Manuel Fernández Sanz, autodenominado Manolito el Pollero, poeta de la bohemia matritense, con un solo libro publicado, y póstumo, ha sido rescatado del olvido por mi amigo Mario Fernández, librero de viejo y nuevo, que ha tenido el buen gusto de reeditar “Silva, Grillera y Cigarral de Manolito el Pollero”, inencontrable rareza publicada en 1966, editada y prologada en su momento por Camilo José Cela.
El prólogo de Mario con el que da nuevo lustre a la colección de poemas, cuenta detalles de la vida de Manuel Fernández, y ofrece pinceladas certeras del ambiente literario de la época, en el que El Pollero se desenvolvía con soltura y respeto.
Recuerda el re-editor que Manuel se definía de esa curiosa manera, y alardeaba de ser el único poeta que vivía de la pluma, con el fondo de solfa y retintín que ponía en evidencia sus orígenes astures. Su familia era propietaria de un próspero negocio de venta de pollos en el barrio madrileño de Tetuán.

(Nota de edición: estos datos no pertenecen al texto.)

PR #97, opened 2023-10-23
Fix flake8 warnings

### LINKED ISSUE #96: Clean up Flake8 Errors/Warnings
The new workflow runs Flake8 against lcls-tools but there are a lot of errors/warnings that were present prior to the workflow being put in-place.

The clean-up of lcls-tools in regards to Flake8 such that the flake8 stage of the workflow passes.

MattKing06:
## Summary of Changes
Most of the changes include reformatting or removing unused variable/imports. 
I have added a `.flake8` file that allows the errors/warnings to be configured. For example, there is an allowable line-length that is configured in that file to be 120 (PyCharm default), as well as ignoring some other warnings.

## To Check
- Check out this branch (`96_fix_flake8_warnings`) in your local repository
- Install flake8 (`python3 -m pip install flake8`) if you do not already have it
- Run `flake8 .` in the lcls-tools repository
- There should be no output from this command.

## Other notes
The first stage of the pipeline should pass after these changes have been merged and we can move onto fixing the unit-tests.

closes #96


lcls_tools/superconducting/scLinac.py
```diff
@@ -1696,7 +1696,8 @@ def __init__(
         stepper_class=StepperTuner,
         piezo_class=Piezo,
     ):
-        # type: (str, Linac, Type[Cavity], Type[Magnet], Type[Rack], bool, Type[SSA], Type[StepperTuner], Type[Piezo]) -> None
+        # _type: (str, Linac, Type[Cavity], Type[Magnet], Type[Rack],
```
lisazacarias, line 1699: The underscore breaks the IDE typecasting. Was it included to be able to add the line break? I would prefer keeping the cast over making the line shorter

lisazacarias (changes requested):

lcls_tools/superconducting/scLinac.py
MattKing06: I was trying to break the line so it'd fit within the 120 length. I didn't want to remove it entirely even though it's commented. Let me see if I can remove the _ and keep the line break :)

lisazacarias: Ah yeah it's a comment, but it's an IDE type hint. I tried putting them directly in the argument list (like, `piezo_class: Type[Piezo] = Piezo` but I got errors so I kept it this way

MattKing06: Added a noqa tag next to this line so flake8 ignores line-length here

lisazacarias (approved):
Thanks for all this hard work!

lcls_tools/common/devices/magnet/magnet_constants.py
```diff
@@ -0,0 +1,36 @@
+#!/usr/local/lcls/package/python/current/bin/python
```
nneveu: Do we still need this file?

nneveu (approved):
Thanks!

nneveu:
🥳 🍾 🎆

Persona de refinada cultura, amigo de muchos de los escritores famosos de la época, fue un genuino vividor, un vago genial, un poeta con una habilidad seductora para la palabra que escribía con facilidad versos rimados de los que se conservan pocos, pues algunos recibieron publicación puntual esporádica y esta selección (o lo que fuera) fue realizada por el propio Manolito el Pollero y entregada a Cela, con disposición de sufragar él mismo la edición, lo que no pudo cumplir porque le llegó antes la Parca, si es que el premio Nóbel, gran amigo, le hubiera permitido tal dispendio.

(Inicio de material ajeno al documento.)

PR #107, opened 2023-11-09
Cleanup

nneveu:
Some files/directories cleaned up:

- Moved matlab image file from examples to tests/datasets/images/matlab
- Old sol_calc file moved to new beam/transverse folder
- init files removed as needed
- Old grab images example file removed


nneveu:
Moved sol_calc test file to try to pass checks

MattKing06 (approved):
Minor code changes that are just adjusting imports to reorganization so that's good. 
Always good to delete some old files too!

PR #120, opened 2023-11-22
workflow to build spinx docs and move to github pages

MattKing06:
Sphinx will build and the html pages will be moved over to GH-Pages


nneveu (commented):
We still need to move over old gh-pages text before merging this?

nneveu (approved):
Thank you @MattKing06 for helping us get our workflows in order! I'm excited about the docs living with the code. :tada:

PR #128, opened 2024-01-24
adding too and refactoring screen class

roussel-ryan:
This PR does the following: **These are major changes so I'm certainly looking for feedback on how you want to do this**:
- splits the functionality of the screen class into two, a device object that represents the screen object along with associated properties, and a ScreenProfileMeasurement object that combines the device info with the fitting tool to create a measurement. 
- moves saving images and metadata to measurement class since these specifications are relevant more to the measurement process not the hardware object (I think we can have more discussion about this)
- adds a method to the screen object that can measure a background and save that info to file, incl. methods to shutter the beam
- removes some of the timeout logic because it doesn't seem necessary since the operations are blocking, we could also move this logic to the PV class -- there might be something that I'm missing that you guys identified earlier
- adds a yaml env file

### DIFF
--- a/lcls_tools/common/measurements/profile.py
+++ b/lcls_tools/common/measurements/profile.py
@@ -1,0 +1,169 @@
+import os
+import time
+from datetime import datetime
+from threading import Thread
+from typing import Optional, List, Dict, Any
+
+import h5py
+import numpy as np
+import pandas as pd
+from matplotlib import pyplot as plt
+from numpy import ndarray
+from pydantic import (
+    BaseModel,
+    DirectoryPath, PositiveFloat,
+)
+
+from lcls_tools.common.controls.pyepics.utils import PV
+from lcls_tools.common.data_analysis.fitting_tool import FittingTool
+from lcls_tools.common.devices.screen import Screen
+
+
+class ScreenProfileMeasurement(BaseModel):
+    device: Screen
+    fitting_tool: Optional[FittingTool] = None
+
+    save_location: Optional[DirectoryPath] = None
+    save_data: bool = True
+    extra_pvs: List[PV] = []
+    wait_time_in_seconds: PositiveFloat = 1.0
+    condition_list: List = []
+
+    def measure_profile(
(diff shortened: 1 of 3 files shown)


nneveu:
Can you run flake8 and black? the formatting checks are failing and I'd like to see if the tests pass.

roussel-ryan:
I'd like to get general feedback on the overall structure of what I'm proposing before fixing all of the tests etc if possible, then I'd be happy to fine tune w.r.t. formatting

roussel-ryan:
Sounds good, I'm happy to discuss on Monday

lcls_tools/common/measurements/profile.py
```diff
@@ -0,0 +1,169 @@
...
+                        continue
+
+            # if all conditions are satisfied then add the image and extra pv data to
+            # the list
+            images += [img]
+            scalar_measurements += [result]
+
+        return images, scalar_measurements
+
+    def _generate_new_filename(self, extension: Optional[str] = ".h5") -> str:
```
MattKing06, line 128: I always wondered whether this type of stuff should be brought into it's own submodule i.e. `lcls_tools.common.io` or something. This would allow every file to have the same iso timestamp functionality. It would probably involve passing in a file-name for the user, and the extension is already taken care of.

eloiseyang:
> Can you run flake8 and black? the formatting checks are failing and I'd like to see if the tests pass.

@nneveu We should set up separate workflows for style testing and unit testing. That way the unit tests won't get blocked by a failing style test, as they are right now.

shamin-slac:
> Lots of great work, thanks Ryan! Let's chat before or at the SWS meeting. I think raw measurements should stay with the device class and any post processing should be elsewhere. It's definitely up for discussion though! Happy to hear what @eloiseyang @shamin-slac @MattKing06 @kabanaty think too.

I agree with this. I think measurements and processing should be separate. It also might be worth considering separating the device class that has properties from the methods that interact with EPICS.

nneveu:
Closing because this is out of date now.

Dicen las crónicas de esos que reinventan la misma historia para aplicarla donde les convenga, que Manuel escribía en servilletas de papel, que tiraba al suelo con menosprecio, y que sus amigos recogían y planchaban y que gracias a ello se pudo recomponer aquel libro que Cela publicó al mes de su fallecimiento. No debió ser así, porque el propio Cela cuenta que el manuscrito se lo entregó el autor, y si existen poemas aún por descubrir en servilletas, vengan luego.
Manolito el Pollero está enterrado en el cementerio de San Justo, en Cornellana, junto a su mujer y su hijo. Aunque nacido en Madrid, Manuel Fernández Sanz era de familia asturiana y disfrutaba con asiduidad del reposo que le proporcionaba, sin duda, la casa que poseían en San Justo, cerca del lugar en donde hoy reposa.

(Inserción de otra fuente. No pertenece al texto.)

PR #129, opened 2024-01-29
create measurement class and io function

roussel-ryan:
Adds abstract classes for file io, measurements


roussel-ryan:
lcls_tools_objects

roussel-ryan:
An example of how a basic image diagnostic would work:
```
class ScreenBeamProfile(Measurement):
    name = "beam_profile"
    device: Screen
    image_processer: Any
    fitting_tool: FittingTool
    fit_profile: bool = True

    n_shots: int = 5
    charge_window: Optional[ChargeWindow] = None

    def measure(self) -> dict:
        images = []
        while len(images) < self.n_shots:
            measurement = self.single_measure()
            if len(measurement):
                images += [self.single_measure()]

        # fit profile if requested
        if self.fit_profile:
            results = []
            for ele in images:
                results += [self.fitting_tool.fit_image(ele["processed_image"])]

            # combine images with profile info
            final_results = {}
        else:
            # concat list elements into a single dict
            final_results = {}

        if self.save_data:
            self.dump_controller.dump_data_to_file(final_results, self)

        return final_results

    def single_measure(self) -> dict:
        # measure profiles
        # get raw data
        raw_image = self.device.image

        # get ICT measurements and return None if not in window
        if self.charge_window is not None:
            if not self.charge_window.in_window():
                return {}

        processed_image = self.image_processer.process(raw_image)
        return {"raw_image": raw_image, "processed_image": processed_image}
```

lcls_tools/common/devices/ict.py
```diff
@@ -0,0 +1,35 @@
+from pydantic import field_validator, SerializeAsAny
+
+from lcls_tools.common.devices.device import Device, PVSet, ControlInformation, Metadata
+from epics import PV
+
+
+class ICTPVSet(PVSet):
+    """
+    The PV interface for screens is not uniform.
```
nneveu, line 9: do you mean ICT here instead of screen?

lcls_tools/common/devices/ict.py
```diff
@@ -0,0 +1,35 @@
+from pydantic import field_validator, SerializeAsAny
+
+from lcls_tools.common.devices.device import Device, PVSet, ControlInformation, Metadata
+from epics import PV
+
+
+class ICTPVSet(PVSet):
+    """
```
nneveu, line 8: we would need to update the reader script to pull ICT in yaml files too. Do you have a target ICT/name I could add?

lcls_tools/common/measurements/measurement.py
```diff
@@ -0,0 +1,16 @@
...
+from typing import Optional
+
+from pydantic import BaseModel, DirectoryPath
+
+
+class Measurement(BaseModel, ABC):
+    name: str
+    save_data: bool = True
+    save_location: Optional[DirectoryPath] = None
+
```
nneveu, line 11: should we have metadata placeholders here that all measurements should have? Area? device locations? rmats?

lcls_tools/common/measurements/measurement.py
```diff
@@ -0,0 +1,16 @@
...
+    @abstractmethod
+    def measure(self) -> dict:
+        """ Implements a measurement and returns a dictionary with the results"""
+        pass
```
nneveu, line 15: Trying to think of what else besides metadata would be common to all measurements? I'm sure there's something.

lcls_tools/common/io.py
```diff
@@ -0,0 +1,19 @@
+from typing import Optional
+
+from lcls_tools.common.measurement.measurement import Measurement
+
+
+class HDF5Dumper:
+    def __init__(self):
```
nneveu, line 7: small preference, but I think I would go for H5reader and H5writer?

lcls_tools/common/measurements/measurement.py
nneveu: Maybe beam path over area...

lcls_tools/common/measurements/beam_charge.py
```diff
@@ -0,0 +1,11 @@
+from lcls_tools.common.devices.ict import ICT
+from lcls_tools.common.measurements.measurement import Measurement
+
+
+class BeamChargeMeasurement(Measurement):
+    name = "beam_charge"
```
nneveu, line 6: I would go for BeamCharge vs. BeamChargeMeasurement?

lcls_tools/common/measurements/beam_charge.py
```diff
@@ -0,0 +1,11 @@
...
+    ict_monitor: ICT
+
+    def measure(self) -> dict:
+        return {"bunch_charge_nC": self.ict_monitor.get_charge()}
+
```
nneveu, line 11: Assign this to a variable, as we'll prob add more things to the dict that gets returned?

nneveu (commented):
Looks like a great start, thanks Ryan!

lcls_tools/common/devices/ict.py
roussel-ryan: no idea

lcls_tools/common/measurements/measurement.py
roussel-ryan: the measurements will contain device objects, which themselves contain the metadata. We can add a property to the measurement object that collects this info for a user if necessary

lcls_tools/common/measurements/measurement.py
roussel-ryan: I imagine something will come up as we implement more measurements

lcls_tools/common/measurements/beam_charge.py
roussel-ryan: sure thats fine, but should be done in a device specific PR. This is just a simple placeholder

roussel-ryan:
Keep in mind that the scope of this PR is specific to constructing the overall framework (abstract classes) and changes can be easily made to the implementations of specific functions. Any implementations shown here are just examples to understand how the classes interact with one another

lcls_tools/common/measurements/beam_charge.py
nneveu: If it's something we know we will do, I lean towards just adding it in now for style/format guidance to future contributors. At some point it will be hard to keep track of things.

roussel-ryan:
> Let's use `NotImplemented` instead of pass. I think it's fine to have this as a framework, but if there are things we know need to add, I'd prefer to take the extra time to do it now. That way it stands as a better example. I can commit some of the changes.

Esta cuidada edición del propietario de la librería Berceo nos recuerda que Manuel Fernández Sanz reclama desde el silencio forzado de su voz apagada pero la fuerza vitalista permanente de sus versos, un recuerdo-homenaje póstumo. Por qué no, “Entre arrullos y cantos de sirena”, como reza el soneto que dedicó A una Caracola.
Nota P.S.
Mario Fernández, a poco de enviarle yo esta modesta reseña, me llama para corregirme la versión anterior, en la que atribuía la recopilación a la aportación de amigos recolectores de servilletas arrugadas. Dice que esto es un cuento chino, del gusto de los que buscan truculencia anecdótica donde solo hay verdad simple, y que hay que leerse bien el prólogo de Cela (y el suyo mismo) para encontrar el desmentido.
Corrijo, pues, y pido disculpas. Aunque la falsa anécdota tenía jugo, éste no era leal, sino prestado.